Write out the data below in full, please. Keep every character as given.

INFORMATION PROVIDED section start

PR #10872, opened 2025-09-09
Cleanup, use std::move or reference where applicable in header files

KebsCS:
This should fix all of the clang `performance-unnecessary-value-param` for https://github.com/ddnet/ddnet/pull/10588
## Checklist

### DIFF
--- a/src/engine/shared/ringbuffer.h
+++ b/src/engine/shared/ringbuffer.h
@@ -64,7 +64,7 @@ class CTypedRingBuffer : public CRingBufferBase
 public:
 	T *Allocate(int Size) { return (T *)CRingBufferBase::Allocate(Size); }
 	int PopFirst() { return CRingBufferBase::PopFirst(); }
-	void SetPopCallback(std::function<void(T *pCurrent)> PopCallback)
+	void SetPopCallback(const std::function<void(T *pCurrent)> &PopCallback)
 	{
 		CRingBufferBase::SetPopCallback([PopCallback](void *pCurrent) {
 			PopCallback((T *)pCurrent);
--- a/src/game/client/prediction/entities/character.h
+++ b/src/game/client/prediction/entities/character.h
@@ -90,7 +90,7 @@ public:
 	int GetActiveWeapon() { return m_Core.m_ActiveWeapon; }
 	void SetActiveWeapon(int ActiveWeapon);
 	CCharacterCore GetCore() { return m_Core; }
-	void SetCore(CCharacterCore Core) { m_Core = Core; }
+	void SetCore(const CCharacterCore &Core) { m_Core = Core; }
 	const CCharacterCore *Core() const { return &m_Core; }
 	bool GetWeaponGot(int Type) { return m_Core.m_aWeapons[Type].m_Got; }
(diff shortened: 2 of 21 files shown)


src/game/client/prediction/entities/character.h
```diff
@@ -90,7 +90,7 @@ class CCharacter : public CEntity
 	int GetActiveWeapon() { return m_Core.m_ActiveWeapon; }
 	void SetActiveWeapon(int ActiveWeapon);
 	CCharacterCore GetCore() { return m_Core; }
-	void SetCore(CCharacterCore Core) { m_Core = Core; }
+	void SetCore(CCharacterCore Core) { m_Core = std::move(Core); }
```
Robyt3: It seems arbitrary that we use `std::move` here but pass by `const` reference in other functions. We should only pass by `const` reference and not add any `std::move` in this PR I think. See also item 20 in Scott Meyers' Effective C++.

ChillerDragon (approved):

src/game/editor/mapitems/layer_tune.cpp
```diff
@@ -211,7 +211,7 @@ void CLayerTune::BrushRotate(float Amount)
 	}
 }
 
-void CLayerTune::FillSelection(bool Empty, std::shared_ptr<CLayer> pBrush, CUIRect Rect)
+void CLayerTune::FillSelection(bool Empty, const std::shared_ptr<CLayer> &pBrush, CUIRect Rect)
```
heinrich5991:
```suggestion
void CLayerTune::FillSelection(bool Empty, CLayer *pBrush, CUIRect Rect)
```
Seems like the `shared_ptr` isn't used.

Could you also check the other things where you changed this?

src/engine/shared/ringbuffer.h
```diff
@@ -64,7 +64,7 @@ class CTypedRingBuffer : public CRingBufferBase
 public:
 	T *Allocate(int Size) { return (T *)CRingBufferBase::Allocate(Size); }
 	int PopFirst() { return CRingBufferBase::PopFirst(); }
-	void SetPopCallback(std::function<void(T *pCurrent)> PopCallback)
+	void SetPopCallback(const std::function<void(T *pCurrent)> &PopCallback)
```
heinrich5991, line 67: Mhh. Wouldn't the non-reference make more sense here because we need to own the callback below?

KebsCS: Clang-tidy still complains when removing just the reference

`/home/runner/work/ddnet/ddnet/src/engine/shared/ringbuffer.h:67:61: error: the const qualified parameter 'PopCallback' is copied for each invocation; consider making it a reference [performance-unnecessary-value-param,-warnings-as-errors]
   67 |         void SetPopCallback(const std::function<void(T *pCurrent)> PopCallback)`

heinrich5991: Apparently the lambda syntax below already makes a copy. Had to look at https://en.cppreference.com/w/cpp/language/lambda.html#Lambda_capture to figure that out.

INFORMATION PROVIDED section end

TASK RESULT:
PR #10872, opened 2025-09-09
Cleanup, use std::move or reference where applicable in header files

KebsCS:
This should fix all of the clang `performance-unnecessary-value-param` for https://github.com/ddnet/ddnet/pull/10588
## Checklist

### DIFF
--- a/src/engine/shared/ringbuffer.h
+++ b/src/engine/shared/ringbuffer.h
@@ -64,7 +64,7 @@ class CTypedRingBuffer : public CRingBufferBase
 public:
 	T *Allocate(int Size) { return (T *)CRingBufferBase::Allocate(Size); }
 	int PopFirst() { return CRingBufferBase::PopFirst(); }
-	void SetPopCallback(std::function<void(T *pCurrent)> PopCallback)
+	void SetPopCallback(const std::function<void(T *pCurrent)> &PopCallback)
 	{
 		CRingBufferBase::SetPopCallback([PopCallback](void *pCurrent) {
 			PopCallback((T *)pCurrent);
--- a/src/game/client/prediction/entities/character.h
+++ b/src/game/client/prediction/entities/character.h
@@ -90,7 +90,7 @@ public:
 	int GetActiveWeapon() { return m_Core.m_ActiveWeapon; }
 	void SetActiveWeapon(int ActiveWeapon);
 	CCharacterCore GetCore() { return m_Core; }
-	void SetCore(CCharacterCore Core) { m_Core = Core; }
+	void SetCore(const CCharacterCore &Core) { m_Core = Core; }
 	const CCharacterCore *Core() const { return &m_Core; }
 	bool GetWeaponGot(int Type) { return m_Core.m_aWeapons[Type].m_Got; }
(diff shortened: 2 of 21 files shown)


src/game/client/prediction/entities/character.h
```diff
@@ -90,7 +90,7 @@ class CCharacter : public CEntity
 	int GetActiveWeapon() { return m_Core.m_ActiveWeapon; }
 	void SetActiveWeapon(int ActiveWeapon);
 	CCharacterCore GetCore() { return m_Core; }
-	void SetCore(CCharacterCore Core) { m_Core = Core; }
+	void SetCore(CCharacterCore Core) { m_Core = std::move(Core); }
```
Robyt3: It seems arbitrary that we use `std::move` here but pass by `const` reference in other functions. We should only pass by `const` reference and not add any `std::move` in this PR I think. See also item 20 in Scott Meyers' Effective C++.

ChillerDragon (approved):

src/game/editor/mapitems/layer_tune.cpp
```diff
@@ -211,7 +211,7 @@ void CLayerTune::BrushRotate(float Amount)
 	}
 }
 
-void CLayerTune::FillSelection(bool Empty, std::shared_ptr<CLayer> pBrush, CUIRect Rect)
+void CLayerTune::FillSelection(bool Empty, const std::shared_ptr<CLayer> &pBrush, CUIRect Rect)
```
heinrich5991:
```suggestion
void CLayerTune::FillSelection(bool Empty, CLayer *pBrush, CUIRect Rect)
```
Seems like the `shared_ptr` isn't used.

Could you also check the other things where you changed this?

src/engine/shared/ringbuffer.h
```diff
@@ -64,7 +64,7 @@ class CTypedRingBuffer : public CRingBufferBase
 public:
 	T *Allocate(int Size) { return (T *)CRingBufferBase::Allocate(Size); }
 	int PopFirst() { return CRingBufferBase::PopFirst(); }
-	void SetPopCallback(std::function<void(T *pCurrent)> PopCallback)
+	void SetPopCallback(const std::function<void(T *pCurrent)> &PopCallback)
```
heinrich5991, line 67: Mhh. Wouldn't the non-reference make more sense here because we need to own the callback below?

KebsCS: Clang-tidy still complains when removing just the reference

`/home/runner/work/ddnet/ddnet/src/engine/shared/ringbuffer.h:67:61: error: the const qualified parameter 'PopCallback' is copied for each invocation; consider making it a reference [performance-unnecessary-value-param,-warnings-as-errors]
   67 |         void SetPopCallback(const std::function<void(T *pCurrent)> PopCallback)`

heinrich5991: Apparently the lambda syntax below already makes a copy. Had to look at https://en.cppreference.com/w/cpp/language/lambda.html#Lambda_capture to figure that out.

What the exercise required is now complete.